Novels2Search
Weeaboo's Unfortunate Isekai: The Necromancer's Gacha
Vol. 2 Chap. 34 The Tenth Wave Comes With Ill Omens

Vol. 2 Chap. 34 The Tenth Wave Comes With Ill Omens

“I want to congratulate everyone! I am congratulating everyone! We did it! We built ourselves an absurdly over-fortified gatehouse and wrapped our wall around the base of the Tower. We even included bastions for cross fire. We have even-even rebuilt and restructured the existing fortifications! Which, given the amount of concrete and rebar we had already used, only hurt my soul a little bit! Everyone, this cheer is for you.”

“Yaaay.”

“Good. Dismissed.”

I had to let them go after the ‘yaaay.’ It took ages to rehearse it, and another age to make them say it on cue. I’m dead. The wave hasn’t even started and I’m dead.

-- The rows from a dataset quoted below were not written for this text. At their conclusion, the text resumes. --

PR #1335, opened 2018-11-12
fix for commit 30285b3

eschava:
fix for: we should send only buttons events that have actions assigned to them or set BUTTON_MQTT_SEND_ALL_EVENTS to 1 to send everything


mcspr:
👍 Thanks!

PR #1337, opened 2018-11-13
allow override of HA settings and WEB_REMOTE_DOMAIN

peterhoeg:
Overrides in ```custom.h``` do not otherwise work.


mcspr:
✨ Thank you!

PR #1370, opened 2018-11-24
Stubborn HASS MQTT Discovery

### LINKED ISSUE #1346: rfbridge only sending first 8 relays via MQTT for auto-discovery
While setting ```#define DUMMY_RELAY_COUNT 16``` in ```custom.h``` makes additional 8 relays available in the UI, only the first 8 are submitted to home assistant for auto-discovery.

Further to #1133.

Additional reference: #1308 

Cc: @mcspr @vogelfreiheit

mcspr:
`AsyncMqttClient::publish` method returns packet id > 0 when it is actually accepted by the network layer. worked for me with both QoS 0 (PID 1 is success) and QoS 1.
limited testing with lwip2/536mss+git, lwip2/1460mss+git and lwip1.4+2.3.0
pubsubclient works the same way, returning bool right from the .publish method.

Modified mqttSend... variants to check PID validity and check what they return in the discovery sender. Both ha relays and sensors methods modified into a helper class to store last sent internal array ID.

Additionally, this approach should also be applied to the config generator.

Depends on #1374 *// F() could be removed for it to work without it*
Fixes #1346
cc @peterhoeg

### DIFF
--- a/code/espurna/mqtt.ino
+++ b/code/espurna/mqtt.ino
@@ -496,25 +496,29 @@ String mqttTopic(const char * magnitude, unsigned int index, bool is_set) {
 
 // -----------------------------------------------------------------------------
 
-void mqttSendRaw(const char * topic, const char * message, bool retain) {
+bool mqttSendRaw(const char * topic, const char * message, bool retain) {
+    bool res = false;
 
     if (_mqtt.connected()) {
         #if MQTT_USE_ASYNC
             unsigned int packetId = _mqtt.publish(topic, _mqtt_qos, retain, message);
             DEBUG_MSG_P(PSTR("[MQTT] Sending %s => %s (PID %d)\n"), topic, message, packetId);
+            res = (packetId > 0);
         #else
-            _mqtt.publish(topic, message, retain);
+            res = _mqtt.publish(topic, message, retain);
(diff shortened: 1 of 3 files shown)


peterhoeg:
Should this be tested against dev or can I cherry-pick the commits on top of the latest release?

mcspr:
Idk if it is worth managing cherry picks, but it should work for master branch too.
homeassistant.ino had no changes since. There is one eeprom related method change in mqtt module, but it could be ignored and old one used instead.

code/espurna/mqtt.ino
```diff
@@ -34,7 +34,9 @@ WiFiClientSecure _mqtt_client_secure;
 #endif // MQTT_USE_ASYNC
 
 bool _mqtt_enabled = MQTT_ENABLED;
+bool _mqtt_reset = false;
```
mcspr: Oops. These are leftovers from the other branch.

abmantis:
Any reason why this is still pending?

mcspr:
IMO there should be generic one-shot callback function in the core to avoid juggling discovery helper
Otherwise, I remember this being pretty robust. Maybe one thing that should be tested is DEBUG_SUPPORT=0, because of implicit yields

The construction part went fine. Most of my Awakened were of minimal use, as expected. Even things like carrying bags or tamping down dirt were accomplished at a snail’s pace. There was literally no part of the construction work that Worker-class awakened couldn’t do hundreds of times better. But that was okay! Teamwork was the goal, and teamwork I achieved. I think. I hope. They couldn’t do all that much, but they helped out.

The fortifications had been expanded, but simplified. Did this eat up most of my remaining orders? Yes. Was the trade-off completely worth it?

Well. I guess we’d find out soon. Or someone would. I was dead.

The walls. Oh dear sweet nine pounds seven ounces Baby Jesus. The walls.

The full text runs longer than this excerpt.